Hey guys, sorry my postings have been shotty, it’s been such a weird few weeks, I’m either sick, studying, or trying to recuperate from volunteering, being sick, and studying. Anyway, recently I had a bit of an upset (nothing major, just a bit of a hit-hard review on a story, they were totally nice, but you know, the whole putting myself into writing part makes it hurt a bit more), and I realised that I have weird mechanisms to co-op with my problems. I mean, I know my mom’s response is cleaning, and my brothers is mowing the lawn or bike riding, but for me, I have a tendency to let myself simmer, and keep my problems to myself.
I mean, I though.
Until I realised I have cooping mechanisms.
(And that friends, is how you pull out of a writing funk-you come up with better ideas).

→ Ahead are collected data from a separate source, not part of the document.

Issue #11512, opened 2024-08-23
ticdc: tar Extraction Failure in scripts/download-integration-test-binaries.sh Due to Wildcard Handling


wlwilliamx:
**Description:**

I encountered an issue with the `scripts/download-integration-test-binaries.sh` script while running integration tests for TiCDC. This script is responsible for downloading the necessary binaries for the integration tests. In particular, it attempts to download and extract the PD binaries using the following commands:

```bash
download "$pd_download_url" "pd-server.tar.gz" "tmp/pd-server.tar.gz"
tar -xz -C third_bin 'bin/*' -f tmp/pd-server.tar.gz && mv third_bin/bin/* third_bin/
```

The intent here is to extract all the executable files located under the `bin` directory in the `pd-server.tar.gz` package. However, the script may fail when running on systems with certain versions of `tar`. The executable files located under the `bin` directory in the `pd-server.tar.gz` package:

![image](https://github.com/user-attachments/assets/ef4dd1ad-cd78-4576-b5e5-c49542a2936e)

### Problem:

![img_v3_02e0_8f2d7564-014a-4ff5-84c9-540fe16b91bg](https://github.com/user-attachments/assets/c030bb85-16dc-4ce5-81fd-f986b3d5720d)

The issue arises because not all versions of `tar` support wildcard extraction by default. Specifically, the command:

```bash
tar -xz -C third_bin 'bin/*' -f tmp/pd-server.tar.gz
```

uses the wildcard `'bin/*'` to match all files under the `bin` directory in the package. While this works on some systems, other versions of `tar` (typically older or non-GNU implementations) do not enable wildcard matching by default. To ensure that `tar` interprets the wildcard patterns correctly, the `--wildcards` option needs to be explicitly included. Without this option, the extraction fails, leaving no PD executables in the `third_bin` directory.

### Impact:

As a result, when the script fails to extract the PD binaries correctly, it leaves the `third_bin` directory empty of PD-related executables, causing the integration tests to fail since the required binaries are missing.

### Suggested Fix:

To address this issue, we should modify the `tar` extraction command to include the `--wildcards` option, ensuring that the wildcard pattern is correctly interpreted across all versions of `tar`. The updated command would look like this:

```bash
tar -xz --wildcards -C third_bin 'bin/*' -f tmp/pd-server.tar.gz
```

This ensures that the script works consistently across different environments and `tar` implementations.

### Versions of the cluster

TiCDC version (execute `cdc version`):

```console
8.3.0
```

PR #11632, opened 2024-09-26
integration test(ticdc): Reintroduce `--wildcards` Option in tar Command for download-integration-test-binaries.sh

### LINKED ISSUE #11631: ticdc: Recurrence of tar Wildcard Handling Issue in download-integration-test-binaries.sh After Refactor
### What did you do?

The issue previously described in #11512 (where tar wildcard handling caused extraction failures in the scripts/download-integration-test-binaries.sh script) has resurfaced after the script was refactored.

During the refactoring, the --wildcards option was not reintroduced, which is required for tar to correctly handle wildcard patterns in some versions. As a result, the script is once again failing to extract the necessary binaries for PD, particularly on systems where tar does not support wildcard patterns by default.

I expected the scripts/download-integration-test-binaries.sh script to successfully extract the PD binaries from the pd-server.tar.gz archive. This would allow the integration tests to run without any errors or missing binaries.

The solution is to reintroduce the --wildcards option in the tar command, as was done in #11513. This ensures compatibility across different environments and versions of tar.

### What did you see instead?

The script failed to extract the PD binaries from the pd-server.tar.gz archive due to the missing --wildcards option in the tar command. As a result, the third_bin directory was empty, and the integration tests could not run because the necessary PD executables were missing.
CleanShot 2024-09-26 at 16 13 53@2x

### Versions of the cluster

```console
No TiDB.
```

```console
No TiKV.
```

```console
v8.3.0
```

wlwilliamx:

Issue Number: close #11631

**Description:**

This PR addresses the reoccurrence of the `tar` extraction issue in `scripts/download-integration-test-binaries.sh` following a refactor, where the `--wildcards` option was omitted. This option is necessary for wildcard pattern matching in certain versions of `tar` to correctly extract the required binaries for PD.

#### **Context:**

In a previous issue:#11512 and pr:#11513, a similar problem was identified and resolved by adding the `--wildcards` option to the `tar` command. However, during the refactoring of the script, this option was unintentionally removed, causing the issue to resurface.

The current command:

https://github.com/pingcap/tiflow/blob/4e177d94ca41d5f49a44c5545adfca1c72820f87/scripts/download-integration-test-binaries.sh#L156

https://github.com/pingcap/tiflow/blob/4e177d94ca41d5f49a44c5545adfca1c72820f87/scripts/download-integration-test-binaries.sh#L176-L180

fails on some systems due to lack of support for wildcard matching by default. Without the `--wildcards` option, the necessary binaries are not extracted, leading to test failures.

#### **Solution:**

To fix this issue, I have reintroduced the `--wildcards` option in the `tar` command, ensuring compatibility across different systems. 

This guarantees that `tar` will correctly interpret wildcard patterns, even in environments where it isn’t enabled by default.

#### **Impact:**

- Ensures consistent extraction of binaries across different environments and `tar` implementations.
- Prevents failures in the integration tests by ensuring the correct binaries are extracted and available.

This PR is related to the previous #11513 that addressed the same issue before the script refactor.

#### Tests 

```bash
make prepare_test_binaries
```

No.

No.

### Release note 

```release-note
None
```

### DIFF
--- a/scripts/download-integration-test-binaries.sh
+++ b/scripts/download-integration-test-binaries.sh
@@ -174,9 +174,9 @@ download_and_extract() {
 
 	download_file "$url" "$file_name" "${TMP_DIR}/$file_name"
 	if [ -n "$extract_path" ]; then
-		tar -xz -C ${THIRD_BIN_DIR} $extract_path -f ${TMP_DIR}/$file_name
+		tar -xz --wildcards -C ${THIRD_BIN_DIR} $extract_path -f ${TMP_DIR}/$file_name
 	else
-		tar -xz -C ${THIRD_BIN_DIR} -f ${TMP_DIR}/$file_name
+		tar -xz --wildcards -C ${THIRD_BIN_DIR} -f ${TMP_DIR}/$file_name
 	fi
 
 	# Move extracted files if necessary
@@ -206,6 +206,7 @@ cleanup() {
 
 setup() {
 	cleanup
+	rm -rf ${BIN_DIR}
 	mkdir -p ${THIRD_BIN_DIR} ${TMP_DIR} ${BIN_DIR}
 }
 


scripts/download-integration-test-binaries.sh
```diff
@@ -206,6 +206,7 @@ cleanup() {
 
 setup() {
 	cleanup
+	rm -rf ${BIN_DIR}
```
lance6716, line 209: What will it delete?

wlwilliamx: The `BIN_DIR` is the final location where the binaries are stored. The reason I delete this folder before creating it is that if the folder is not empty, running make prepare_test_binaries will result in some strange tar command errors, as shown in the image below. This causes make prepare_test_binaries to fail unless BIN_DIR is manually deleted beforehand.

CleanShot 2024-09-26 at 17 08 55@2x

lance6716: I think to avoid repeatly downloading and reduce waiting time, we should not delete the whole folder. It's better to ignore existing files one-by-one, and use `mv` to atomically move the files.

wlwilliamx: This problem is not caused by the `mv` command but by the `tar` command. The error occurs when extracting `pd-server.tar.gz`. The reason is that the script needs to extract all the binary files under the `bin` directory from `pd-server.tar.gz`, so a wildcard `"bin/*"` is used to extract the contents of the `bin/*` directory. However, if there is already a `bin` folder in the current working directory and it contains files that do not exist in the `bin` directory of `pd-server.tar.gz`, the error will occur. This happens because before `tar` is executed, the wildcard is expanded, so it reads all the contents of the current working directory's `bin` folder and passes them as arguments to `tar`, which then tries to extract these files that are not present in the archive, leading to the error.

Additionally, I have also tried not using the wildcard and directly extracting the `bin` directory from `pd-server.tar.gz`. However, if the `BIN_DIR` already contains a folder with the same name, the `mv` command will fail:
CleanShot 2024-09-29 at 11 57 07@2x

Therefore, the simplest and most effective solution is to directly clean the `BIN_DIR` before proceeding. This way, the script can be executed repeatedly without causing any issues. It will not have any negative impact since `BIN_DIR` does not exist by default and is `gitignored` in the project. It is created specifically by the script for this purpose.

lance6716: Oh, I see that `prepare_test_binaries` is manually executed. I wrongly think it will be executed automatically in integration test so I don't want the cached binaries to be deleted.

BTW, to achieve "atomic" extracting, we can extract them to a temporary folder in the same file system mounting entry and `mv` the folder.

lance6716 (approved):

lidezhu (approved):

So I give you, how I handle things when I’m upset.
1. I take showers.
Now, I like showers, but I’m not into the showering twice a day, but when I’m upset, I take a shower, get out, and want to take a shower again despite the fact that is a waste of water and I have a two weird fears;one of water, and one of falling through the bathtub.
(Never tell a six year old that someone fell through a bathtub at the hotel, it emotionally scars them).
2. I organize…not properly, really it’s just removing things from shelves and replacing them. I also hang up clothes, I don’t know what’s with this family and cleaning when they’re mad, but let me tell you, when it’s a bad week and everyone’s cranky, we have one very clean house.
3. I use it as an excuse binge eat and watch TV.
I use this to justify something that I already do to much of when I’m fine.
4. I rage trash, get rid of and throw away things.
No, this doesn’t count as cleaning. I deleted a story once when I was really angry.
I really could use those 30,000 words I deleted.
I’ve also gotten ride of good clothes just because I feel terrible.
*Stares at Goodwill pile*
*Considers pulling out clothes.*
*Thinks about all the hard work I put into it.*
*Lays back and continues procrastinating*.
5. I lose it. I have a temper, and while the last time I lost it was four months ago, when I’m really mad, I just loose it, and let’s just say that I know what to say to make someone hurt.
6. I rage write.
I’ve killed off multiple charcters.
It’s a good thing I have no social desires or, like to be around people when I’m upset.
7. I listen to music and Journal.
This is what’s kept me from losing it-when I’m upset, I Journal, and they can be long entries, up to ten pages.
8. I cry.
Mainly I do this while I’m doing all of these. I cry easily.
“Hazi, those shoes don’t look too great…”
*Breaks out in tears*
“Well okay then.”
9. I hold my Guinea Pig. It’s theraputic, until he tries to eat your tears…and then it’s just terrifying.
10. I talk to God.
I’d call his prayer, but it’s more of a full-on-rant-sob-story, and even though I do all of these things, it’s the only thing that helps me. I don’t do well talking to others about my problems, but I need to talk, and this is what I need.
So what do you do when you’re upset? Anybody else rage cleaners? Its so weird because I’m a slob, but when I’m mad/sad/anxious I’m a maid. You have never seen a more organized bookshelf.
Okay, so maybe books are the only thing I organize, but whatever.
Thanks for reading, and I’m so sorry for being such a lazy bum for posting, I promise I’ll try harder. Thanks for staying loyal!